To give the IRS time to adjust, checks will start to go out in July. How successfully that rolls out may impact the shape negotiations take in a year, when Democrats will push to make the change permanent. 

That has always been the goal of long-term advocates like DeLauro and is also Biden’s vision for the credit. 

Politically, Democrats will have somewhat of an advantage in that conversation because the checks will be both highly visible to families receiving them regularly and are likely to be very popular. This past year, there was wide, bipartisan support for stimulus payments. 

But any hiccups in the implementation of the expanded credit will open an avenue for Republicans like Sen.

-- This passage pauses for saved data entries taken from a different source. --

PR #890, opened 2023-04-26
TP2000-806 get envelope history

paulpepper-trade:
# TP2000-806 get envelope history

## Why

No provision exists in TAP to view and download a complete, versioned history of published envelopes. A partial view without envelope history is available via Django admin. However, that provision is incomplete (no historical access) and only a small number of admin users have the necessary access permissions.

## What

This PR adds two new views: 1) find processed envelopes, 2) envelope history (for an envelope ID). Unit tests for the views are also included.

### Find processed envelopes
image
A user with the necessary permissions (`view_envelope`) may view a filtered list of all envelopes that have been generated since automated packaging was introduced. A download link is provided with each published envelope within the list view.

### Envelope history
image
A user with the necessary permissions (`view_envelope`) may view the full history of an envelope, including those that were rejected for the viewed envelope ID. All historical envelope file instances can also be downloaded from this view (though note that only packaged evelopes created after envelope versioning was introduced will be downloadble).

## Checklist
- Requires migrations? No


publishing/models/envelope.py
```diff
@@ -124,6 +136,19 @@ def currently_processing(self):
             packagedworkbaskets__processing_state=ProcessingState.CURRENTLY_PROCESSING,
         )
 
+    def all_latest(self):
```
a-gleeson, line 139: I am not too clear on what this means by all latest? Is it all the "latest" because it doesn't include old envelopes that failed processing?

publishing/views.py
```diff
@@ -193,15 +198,11 @@ def _process_envelope(self, request, pk):
...
+    def download_response(self, envelope):
+        """Returns a Respond object with associated payload containing the
+        contents of `envelope.xml_file`."""
 
-    def get(self, request, *args, **kwargs):
-        packaged_workbasket = self.get_object()
-
-        envelope = packaged_workbasket.envelope
         file_content = envelope.xml_file.read()
         file_name = f"DIT{envelope.envelope_id}.xml"
```
a-gleeson, line 207: Could you use envelope.xml_file_name here?

publishing/models/envelope.py
paulpepper-trade: Good catch. It's redundant so I've deleted it! I must have had some purpose in mind for it.

publishing/models/envelope.py
```diff
@@ -152,6 +164,23 @@ def deconstruct(self):
         return name, path, args, kwargs
 
 
+def is_delete_marker(s3_object_version):
```
a-gleeson, line 167: Not sure but am I missing this usage?

publishing/models/envelope.py
```diff
@@ -229,6 +258,43 @@ def delete_envelope(self, **kwargs):
...
+        envelope_qs = (
+            Envelope.objects.filter(envelope_id=self.envelope_id)
+            .non_deleted()
+            .processed()
+            .order_by("-pk")
+        )
+        return envelope_qs
+
+    @property
+    def xml_file_exists(self) -> bool:
```
a-gleeson, line 274: Do we need to access s3 via the boto3 library here? Or could we access the file details by calling a function on `self.xml_file` ?
Checking the documentation : https://django-storages.readthedocs.io/en/latest/backends/amazon-S3.html#model
An empty FileField has limited functionality and should return  `<FieldFile: None>` when we call `self.xml_file`  and it is deleted.

publishing/models/envelope.py
paulpepper-trade: It was a hangover from when this PR was attempting to use S3 versioning, which deals with deletions in a peculiar way, and which we don't have access to anyway. Usng the new versioning scheme it's become redundant and so I've now removed it.

publishing/models/envelope.py
paulpepper-trade: I implemented this with the intention of catching the case where the `FileField` is non-empty, but the accompanying S3 storage doesn't actually exist. That can happen when, say, a production snapshot is deployed to a staging service. This relatively low-level boto3 implementation also avoids pulling the whole file object from S3, making it much more efficient.

a-gleeson: I like the sound of that, makes sense to me :)

PR #892, opened 2023-04-27
TP2000-860 Sqlite dump and upload failing

paulpepper-trade:
# TP2000-860 Sqlite dump and upload failing

## Why

The scheduled sqlite dump of TAP data is failing due to a data migration failure. Migrations are run as part of the sqlite database creation process, before it has been populated with data. The migration failure causes the dump to fail.

## What

This PR guards against using non-existent data in the data migration `measures.migrations/0014_action_pair_data_migration.py`, preventing a failure within the Sqlite dump process.

## Checklist
- Requires migrations? No


a-gleeson (approved):
LGTM!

Mitt Romney, who have proposed different approaches to financing the credit. 

Romney’s plan would distribute the money through the Social Security Administration and pay for the expansion in the long term by eliminating the state and local tax deduction, which benefits high-income households disproportionately, and other programs, including Temporary Assistance for Needy Families, which gives cash assistance to low-income families with children. 

Some of those parameters will no doubt come up against opposition from Democrats, but in a split Congress, Republicans could have some influence. 

“A year from now when it’s up for renewal, it’ll be really important to have at least some kind of Republican Plan B or base of support for making it permanent and, importantly, having a strategy for paying for it,” Hammond said. 

DeLauro plans to return to her district in New Haven, Connecticut, this weekend and begin the work of reaching out to families who will benefit from the change. (First, though, she might celebrate with her husband.) 

She’s not naive, she said — there will be more to iron out a year from now, and other plans will be in the conversation. 

But, DeLauro added: “Whatever we need to do, we start today — as soon as the bill is signed. I’ll be happy to take on that fight.”